- Coat of arms
- Location of Somogy county in Hungary
- Bonnya Location of Bonnya
- Coordinates: 46°35′36″N 17°54′09″E﻿ / ﻿46.59326°N 17.90248°E
- Country: Hungary
- Region: Southern Transdanubia
- County: Somogy
- District: Tab
- RC Diocese: Kaposvár

Area
- • Total: 14.62 km^{2} (5.64 sq mi)

Population (2017)
- • Total: 228
- Demonym: bonnyai
- Time zone: UTC+1 (CET)
- • Summer (DST): UTC+2 (CEST)
- Postal code: 7281
- Area code: (+36) 84
- NUTS 3 code: HU232
- MP: Mihály Witzmann (Fidesz)

= Bonnya =

Bonnya (Bonna / Punnia) is a village in Somogy county, Hungary.

==Geography==
It lies on the eastern side of Outer Somogy along the Brook Koppány.

==History==
Bonnya was first mentioned as Villa Budana as the land of the Diocese of Székesfehérvár.

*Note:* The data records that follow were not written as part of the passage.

PR #1377, opened 2020-07-24
Callback/sticky args refactor

ibelar:
Refactor Callback
 
Post trigger has been remove! Triggering callback is done only via a $_GET argument.

Small BC break:
- No more POST trigger;
- `Callback::triggered()` method was used for two purposes: get callback mode (type) or check if callback was triggered. These functionalities are now split in two separate methods: `Callback::getTriggeredValue()` and `Callback::isTriggered()`


src/Callback.php
```diff
@@ -105,43 +98,29 @@ public function init(): void
...
-    public function terminate()
+    public function terminateJson(View $view = null)
     {
+        if (!$view) {
+            $view = $this->owner;
+        }
+
         if ($this->canTerminate()) {
-            $this->app->terminateJson($this->owner);
+            $this->app->terminateJson($view);
```
georgehristov: Why not
`$this->app->terminateJson($view ?: $this->owner)`?

src/Callback.php
```diff
@@ -155,12 +134,25 @@ protected function canTerminate(): bool
         return !$reload || $this->owner->name === $reload;
     }
 
+    public function isTriggered(): bool
```
mvorisek: 👍 the new api is now much better

src/Callback.php
```diff
@@ -155,12 +134,25 @@ protected function canTerminate(): bool
...
+    {
+        if ($this->isPostTriggered) {
```
mvorisek: I think POST trigger is wrong as we allow nesting for GET only. Can we drop it?

src/ItemsPerPageSelector.php
```diff
@@ -78,7 +78,6 @@ public function jsSetLabel($ipp)
     public function onPageLengthSelect($fx = null)
     {
         if (is_callable($fx)) {
-            if ($this->cb->triggered()) {
                 $this->cb->set(function () use ($fx) {
```
mvorisek: very good!

src/Callback.php
```diff
@@ -155,12 +134,25 @@ protected function canTerminate(): bool
...
+
+        return isset($_GET[$this->urlTrigger]);
+    }
+
     /**
-     * Is callback triggered?
+     * Return this callback mode.
      */
-    public function triggered()
+    public function getMode(): string
```
mvorisek: `getTriggeredMode` or `getTriggeredValue` may be more contextual name

src/Callback.php
mvorisek: yes, but `??`, @georgehristov, please, be strict

georgehristov: Above check is `if (!$view)` therefore my comment for equivalence

src/Modal.php
```diff
@@ -64,6 +61,8 @@ class Modal extends View
 
     /**
      * Set callback function for this modal.
+     * $fx is set as an array in order to comply with View::set().
+     * TODO Rename this function and break BC?
```
georgehristov, line 65: You can rename the method to new name and have the old method calling the new one with deprecation notice. Then it is fully BC

src/Callback.php
```diff
@@ -88,11 +74,18 @@ public function init(): void
...
-            $this->postTrigger = $this->name;
-        }
+        $this->app->stickyGet($this->urlTrigger);
+    }
 
-        $this->appSticky ? $this->app->stickyGet($this->urlTrigger) : $this->owner->stickyGet($this->urlTrigger);
+    public function setUrlTrigger(string $trigger)
+    {
+        $this->urlTrigger = $trigger;
+        $this->app->stickyGet($this->urlTrigger);
```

In 1480 the settlement got market town rights. According to the tax register from 1563 the settlement belonged to the Provost of Székesfehérvár. Between 1733 and 1900 the village was in the hands of the Hunyadi family who invited German settlers in 1780 there. 231 residents of Bonnya had to leave the village during the Expulsion. In their houses Hungarians could move in from Upper Hungary according to the Czechoslovak–Hungarian population exchange.

Between 1949 and 1966 a primary school operated in Bonnya. Since then several people left the village while Austrians and Germans bought houses there and moved in.